From: Noah Stein (noah_at_[hidden])
Date: 2004-11-07 15:24:59
> -----Original Message-----
> From: boost-bounces_at_[hidden] [mailto:boost-bounces_at_[hidden]]
> On Behalf Of Michael Walter
> Sent: Sunday, November 07, 2004 2:52 AM
> To: boost_at_[hidden]
> Subject: Re: Re: [boost] Re: Re: GUI Library Proposal for a Proposal
> > MW> a vector space:
> > MW> difference :: E^n x E^n -> R^n
> > I just do not get this. Why would you have a difference between two
> > points in E^n defined as a point in R^n?
> Please read what I wrote: ".. to a vector in a vector space.". R^n is
> a *vector* space, hence the difference between two points in E^n is a
> *vector* in R^n.
The simplest way to say it is that point subtraction is not closed. It's no
stranger than the fact that square root is not closed for reals.

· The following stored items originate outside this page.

PR #1338, opened 2016-02-23
WIP: Input src in etl and ingest objects

pomadchin:
Currently input crs forces to be equal dest crs. 

- [x] fix inputs crs in Etl and in Ingest objects
- [x] test it on tiles in different projections
  - [x] webmerc (chatta demo)
  - [x] sinus (modis, MOD13Q1: ingested `2015 001 18 03`)
  - [x] utm (lc8: ingested `LC82010352015188LGN00_B2.TIF`)
  - [ ] latlng

PR #1340, opened 2016-02-24
RasterMetaData contains KeyBounds

echeipesh:
Add collection of KeyBounds to collection of other MetaData.
This change implies that RasterMetaData must be parametric on K, because it contains KeyBounds[K].


echeipesh:
@pomadchin 
This clashes with https://github.com/geotrellis/geotrellis/pull/1338 somewhat.
Now that `RasterMetaData` is parametric on `K` it is even more integrated with the tiling process. It makes more sense to not break it out. Could you take a look over the ETL portion and make some comments on this approach since you've been thinking about it the most lately.

spark-etl/src/main/scala/geotrellis/spark/etl/Etl.scala
```diff
@@ -24,27 +24,25 @@ object Etl {
...
     implicit def classTagK = ClassTag(typeTag[K].mirror.runtimeClass(typeTag[K].tpe)).asInstanceOf[ClassTag[K]]
     implicit def classTagV = ClassTag(typeTag[V].mirror.runtimeClass(typeTag[V].tpe)).asInstanceOf[ClassTag[V]]
 
     val etl = Etl(args)
     val sourceTiles = etl.load[I, V]
-    val (_, metadata) = etl.collectMetadata(sourceTiles)
-    val tiled = sourceTiles.cutTiles[K](metadata, NearestNeighbor)
-    val (zoom, reprojected) = etl.reproject(ContextRDD(tiled, metadata))
-    etl.save[K, V](LayerId(etl.conf.layerName(), zoom), reprojected, keyIndexMethod)
+    val (tiledZoom, tiled) = etl.tile(sourceTiles)
```
pomadchin: Probably that's what ew really wanted, awesome that it derives type `K` here. Think that we really don't need to get *only* metadata with etl object, but probably that could be useful. 
Anyway your approach looks nicer think :+1:

spark/src/main/scala/geotrellis/spark/ingest/Ingest.scala
```diff
@@ -66,7 +66,7 @@ object Ingest {
     (sink: (RasterRDD[K], Int) => Unit): Unit =
   {
     val (_, rasterMetaData) =
-      RasterMetaData.fromRdd(sourceTiles, destCRS, layoutScheme)(_.projectedExtent.extent)
+      RasterMetaData.fromRdd(sourceTiles, destCRS, layoutScheme)
```
pomadchin: think we can not to merge #1338 as it breaks compilation anyway until further investigation, but there we have to use: `RasterMetaData.fromRdd(sourceTiles, layoutScheme)` and this breaks `LatLng` `Ingest` tests .

spark/src/test/scala/geotrellis/spark/io/LayerUpdateSpaceTimeTileTests.scala
```diff
@@ -7,17 +7,19 @@ import geotrellis.vector._
...
 
-  def dummyRasterMetaData: RasterMetaData =
+  def dummyRasterMetaData =
     RasterMetaData(
       IntConstantNoDataCellType,
       LayoutDefinition(RasterExtent(Extent(0,0,1,1), 1, 1), 1),
       Extent(0,0,1,1),
-      LatLng
+      LatLng,
+      KeyBounds(SpaceTimeKey(0,0, new DateTime()), SpaceTimeKey(1,1, new DateTime()))
```
pomadchin: Seem like keyBounds are not empty, that causes problems with test `should not update a layer (keys out of bounds)`

echeipesh: thanks, just fixed that

spark-etl/README.md
```diff
@@ -20,10 +20,9 @@ object GeoTrellisETL extends App {
   
   val etl = Etl(args)
   val tiles = etl.load[ProjectedExtent, Tile]
-  val reprojected = etl.reproject(tiles)
-  val (zoom, metadata) = etl.collectMetadata(reprojected)
-  val tiled = ContextRDD(tiles.cutTiles[SpatialKey](metadata, NearestNeighbor), metadata)
-  etl.save(LayerId(etl.conf.layerName(), zoom), tiled, ZCurveKeyIndexMethod)
+  val (zoom, tiled) = etl.tile(tiles)
+  val (reprojectZoom, reprojected) = etl.reproject(tiled)
```
echeipesh: These should be merged into one step

spark-etl/src/main/scala/geotrellis/spark/etl/Etl.scala
```diff
@@ -72,35 +75,75 @@ case class Etl(args: Seq[String], @transient modules: Seq[TypedModule] = Etl.def
...
+    I: ProjectedExtentComponent: ? => TilerKeyMethods[I, K],
+    V <: CellGrid: Stitcher: ClassTag: (? => TileMergeMethods[V]): (? => TilePrototypeMethods[V]):
+      (? => TileReprojectMethods[V]): (? => CropMethods[V]),
+    K: SpatialComponent: Boundable: ClassTag
+  ](
+    rdd: RDD[(I, V)], method: ResampleMethod = NearestNeighbor
+  )(implicit sc: SparkContext): (Int, RDD[(K, V)] with Metadata[RasterMetaData[K]]) = {
+    val targetCellType = conf.cellType.get
+
+    val (_, rmd: RasterMetaData[K]) = {
```
lossyrob: Should add an option so that we can reproject the source tiles via ProjectedComponentMethods reproject vs the buffered tile reprojection method. The latter requires that all the incoming CRS's are the same; we could handle the case where a buffered reproject is requested but not all the CRS's are the same inside the metadata collect, and report that error.

spark/src/main/scala/geotrellis/spark/ingest/package.scala
```diff
@@ -15,21 +15,25 @@ package object ingest {
...
-      key &|-> _projectedExtent.lens set (pe)
+      _projectedExtent.lens.set(pe)(key)
   }
 
   implicit object ProjectedExtentComponent extends IdentityComponent[ProjectedExtent]
 
-  implicit class withCollectMetadataMethods[K: ProjectedExtentComponent, V <: CellGrid](rdd: RDD[(K, V)]) extends Serializable {
-    def collectMetaData(crs: CRS, layoutScheme: LayoutScheme): (Int, RasterMetaData) = {
-      RasterMetaData.fromRdd(rdd, crs, layoutScheme)(_.projectedExtent.extent)
+  implicit class withCollectMetadataMethods[
```
lossyrob: Should we make a `metadata` package that would have these methods? I'm a bit uncomfortable with still putting stuff in `ingest`, which we have talked a bunch about getting rid of.

lossyrob:
TODO:
- Separate out the ETL code changes into it's own PR, make the option to reproject against source tiles
- Tag that version, talk on the mailing list about how this version is the last that won't break metadata badly
- When we release RC1, create a tool to convert metadata from that version to the RC1 version

lossyrob:
Changes merged into #1346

> Now, you can state the identification between points and vectors: E^n =
> Again, in C++:
> typedef vector<n> point<n>;
If you are merely going to create a typedef, there's absolutely no reason to
differentiate the two. Through the magic of typdef'ing, they would be
semantically identical. Using your notation, E^n != R^n. They're both
represented by n-tuples, but beyond that they are different. They have
different operations. R^n has addition and subtraction, E^n has no addition
operation and its subtraction isn't closed in E^n. R^n has inner and outer
products, E^n does not.
The above statement is true for affine and projective spaces. In a
Grassmann space, points may be added together; however, points still do not
have inner and outer products. In geometric algebra all the operations are
defined and closed on all types. Somebody here wrote a GA library a year or
two ago IIRC.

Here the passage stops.